It was the Brethren.
The Brethren dead on the floor, seven cloaked and hooded men around them. The Fallen, looking down on the sect of priests that had plagued them for too many years to count. Diel reached out and ran his fingers over the slain and broken bodies. His skin bumped in excitement. It was the most beautiful thing he had ever seen.
“If you think the rest of us don’t think of destroying them too, all the fucking time, you’re dead wrong.” Sela turned the page to face himself and drank in the picture, his cheeks bursting with red. “It’s consuming.” Sela’s brown eyes darkened as something clearly crossed his mind. Diel knew what it would be. His best friend would be thinking of the member of the Brethren that Sela would one day bring down. The one who haunted him the most, the one who’d betrayed him beyond anything the rest of the brothers had experienced. The one who should have protected him, but instead threw him to the wolves.
The sound of footsteps on the stone staircase to the Tomb echoed off the old manor’s walls, ripping the two best friends from their mutual bloodlust. The light in the Tomb was low, but Diel saw Gabriel’s golden hair despite the darkness. It was like a damn halo, bright blond curls that framed his face and fell over his forehead. Gabriel was dressed as always in his priest’s attire, even down to the white dog collar. His blue eyes fell on Diel. Blue eyes that were always haunted, teetering on the brink of showing how badly he was breaking. Sela got to his feet and moved back to his chair, pencil back on the paper once again.
“Diel,” Gabe said, approaching the cell. “You okay?”
“Let me out, Gabe.” Diel got to his feet, wiped his hands on his pajama pants and wrapped his hands around the metal bars of the cage. Gabriel sighed, but, clearly happy that it was Jegudiel he was speaking to and not the monster inside of him, he reached for the key on his waistband and unlocked the door.
As it swung wide and Diel stepped out, Gabriel said, “We’re in the gym.” Diel felt the remnants of last night’s dream clinging to his skin like starving leeches, biting into his tight muscles, refusing to let go. But he nodded and followed Gabriel up the stairs, through the manor and out to the large gym Gabriel had had built in the vast gardens. The frigid air slapped at his skin, a heavy mist hovering over the landscaped grass like a sleeping spirit. The sky was overcast and gray, and drizzling rain sank into Diel’s dark hair with every step. Sela followed, his newest picture tucked into his pocket.
The rest of Diel’s brothers were already in the gym, shirts off, track pants on, and sweat dripping from their skin.
They looked up at the sound of the door being opened. “Here he is.” Bara approached Diel and Sela, his long red hair like a raging flame in the still-dark morning.
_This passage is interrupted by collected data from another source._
PR #463, opened 2021-05-20
Update gke-operator to v1.0.2-rc1

cmurphy:
https://github.com/rancher/rancher/issues/32585

### DIFF
--- a/charts/rancher-gke-operator/1.0.200/Chart.yaml
+++ b/charts/rancher-gke-operator/1.0.200/Chart.yaml
@@ -1,0 +1,8 @@
+apiVersion: v1
+name: rancher-gke-operator
+description: A Helm chart for provisioning GKE clusters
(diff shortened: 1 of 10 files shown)


charts/rancher-gke-operator/1.0.200/Chart.yaml
```diff
@@ -0,0 +1,8 @@
+apiVersion: v1
```
cbron, line 1: For new charts in system-charts we do a first commit that is just a copy of old chart, and then 2nd commit that has any changes, that way you can view the real diff. Changes here would just be around version and such.

cmurphy: done

cbron (approved):

thedadams (approved):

Silently, Gabriel moved to the changing room, leaving Diel with the rest of the Fallen. Bara stopped in front of Diel, his skin flushed from exercise and his usual disturbing smirk on his lips. Uriel came beside Bara, resting his arm on his best friend’s shoulder. His heavily tattooed skin was drenched in sweat, and messy blond hair stuck to his damp cheeks.
Diel’s head twitched under their attention, his monster pacing back and forth with excitement that Diel was about to train, to blow off some steam. His eyes searched the gym. They landed on the blades on the walls. His hands itched to hold them. They yearned to use them.
Raphael and Michael approached too. Raphael flicked his chin at Diel in greeting. Something inside of Raphael had calmed since he’d met Maria. Since he’d had the chance to kill her but, instead, saved her life, keeping her by his side as one of them. Michael stared across the gym, his eyes displaying their usual blankness as he clutched the vial of blood around his neck.
“The Brethren again?” Uriel asked, studying Diel with narrowed eyes. Diel met his pale gray gaze.
His blood heated as he remembered the dream. He nodded. “We were all there.” A slow grin formed on his lips, his monster curling affectionately around the fucked-up memory. “And they were all screaming at us to stop. Begging.”
“Fuck, brother. You’re going to make me hard,” Bara joked, but his green eyes were shining as he hung on Diel’s every word, needing more and more. Needing to hear—in close detail—about the violence, the revenge … the death.
“What else?” Raphael asked, wrapping his piece of string around his finger tighter and tighter, until the skin turned blue and his pupils dilated. His strained muscles jerked as his breathing became labored. “What else did we do to them?”